Provide dedicated bins for pre-packaged dog food and single-use dog utensils, and prevent cross-contamination if you sell or store dog food (keep it outside the food room, fully separated from human food). Dogs may never be on dining tables (a licence condition); for chairs, decide case by case — large dogs that could reach the table, conveyor-belt sushi, and absorbent seats (e.g. sofas) are reasons to keep a dog on the floor or on a pee pad. If a dog soils the premises you must clean and disinfect at once; set a clear waste-handling arrangement, tell customers in advance, list any cleaning fee in the Customer Notice, and have staff use disposable gloves, bag the waste into the dedicated dog bin, then wash and disinfect — and always re-check the area.
Train your staff
Brief staff on the law and licence conditions — the limits on fighting/known-dangerous dogs, the leash rules, and guide-dog arrangements — and on how to respond to a breach (report to a supervisor, advise and stop it). Give fuller training on your operating arrangements, house rules, soiling procedures, incident response, and dog-interaction etiquette:
- Watch for sudden dog reactions when carrying food and drinks
- Ask the owner before touching, petting or photographing their dog
- On a complaint, adjust the dog’s position or ask the owner to step outside briefly
- Never feed someone else’s dog
- Avoid startling dogs — no sudden shouting or teasing with food
- Remind customers to keep bags and belongings out of a dog’s reach
Where feasible, don’t roster dog-fearful staff to the dog-friendly zone.
Equipment & setup
To make things easier, consider providing:
- Compliant leashes for customers to borrow
- Fixed anchor points (wall- or floor-mounted hooks) so dogs can be tied safely
- Pee pads, gloves and waste bags
- Sealed, foot-pedal dog-waste bins — clearly labelled, never in the food room
- Pet-friendly hand-cleaning supplies for staff and customers
Use pet-friendly cleaners and disinfectants on surfaces dogs may touch. Avoid toxic plants (see the AFCD list), tablecloths and hanging décor (a dog can pull them and topple hot food or drinks), and carpets or absorbent mats in the dog zone. Colour-code or label cleaning tools so dog-waste tools are never mixed with food-service ones.
Layout & operations
Control table and seat numbers and keep sensible spacing, so dogs can lie down safely and people can pass without stepping on them. At peak times, consider pausing extra dog seating, ask owners to keep dogs out of main walkways and leashes short, and offer a “notify when a table is free” service so dog owners don’t crowd outside. Ask non-dog customers about their comfort near dogs and seat them away where you can.
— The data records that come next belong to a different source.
PR #5180, opened 2020-12-15
Fix strange behavior after removing watched items in playlist via menu

### LINKED ISSUE #5169: Strange behavior after deleting all (partially) watched videos in playlists
### Checklist
- [x] I am using the latest version - 0.20.6 

1. Create a playlist with some (partially) watched videos and not-watched ones.
2. Open the options menu on the top and choose "Yes and partially watched videos" (third option)

3a. Start to play one video.
3b. Open the options menu and choose "Yes" (first option)
 
### Actual behaviour

After 3a: The video is removed from the list immediately and all items are updating very often.
After 3b: The old items are appearing again (even if the optiion says "it can't be undone xD)

### Expected behavior

3a: The video should not disappear/deleted from list.
3b: The videos shouldn't re-appear again (in this case there shouldn't be any difference after third option action)

### Device info

 - Android version/Custom ROM version: Android 10 (LineageOS 17.1)
 - Device model: S4

#### PS:
I've already looked into it a little bit and one reason could be that the remove action doesn't delete items from the database and 
which is the reason for 3b (after deleting only references instead of the actual items from the database, another loading from the table will load the old list).

You can assign me to this issue, @opusforlife2 , but I can already tell that there might be some structure changes.

vkay94:
Fixes the re-appear bug in playlists which occurred when the watched items are removed via menu.

#### What is it?
- [x] Bugfix (user facing)
- [ ] Feature (user facing)

This PR fixes the strange behavior in local playlists after removing all (partially) watched items. The problem is described in the referenced issue below. The changes:
- Adds method to `StreamHistoryDAO` to retrieve all stream ids (more efficient than retrieving all items and iterating over them just to get the ids)
- Moves filter logic from `LocalPlaylistFragment` to `LocalPlaylistManager`

The main flow change is that the database operations/updates are performed before emitting the updated data to the UI. This way another removal call will use the database data instead of the previous data because the database changes are pending.
Also the returning observable is a `Maybe` instead of `Flowable` to reduce multiple emittings.

- fixes #5169 

#### APK testing 

[app-debug.zip](https://github.com/TeamNewPipe/NewPipe/files/5694857/app-debug.zip)

#### Due diligence

@mhmdanas Could you please whether you can reproduce the bug with leaving the app and re-opening it? I couldn't reproduce your description (or probably I just didn't understand :')) Thank you.


mhmdanas:
> @mhmdanas Could you please whether you can reproduce the bug with leaving the app and re-opening it? I couldn't reproduce your description (or probably I just didn't understand :')) Thank you.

Reconsider very hot dishes (sizzling iron plates, stone or clay pots) and how staff carry them, and have staff watch dog positions while serving.
Handling incidents
If a dog barks persistently, stares down others, behaves aggressively or causes a nuisance, ask the owner — safely — to take control or step out, and offer takeaway packaging. If a non-dog customer can’t continue their meal, offer a seat change or takeaway.
For a dog bite (Rabies Ordinance, Cap. 421): remind the owner to notify the police; you may call the police yourself and should notify your insurer; with consent, record the parties’ contact details. As a licence condition, the operator must report the bite to the Director of FEHD within two working days using the designated form. Calm other dog-related disputes and encourage exchanging contacts. Finally, proactively tell your insurer you’re approved to admit dogs and confirm your cover.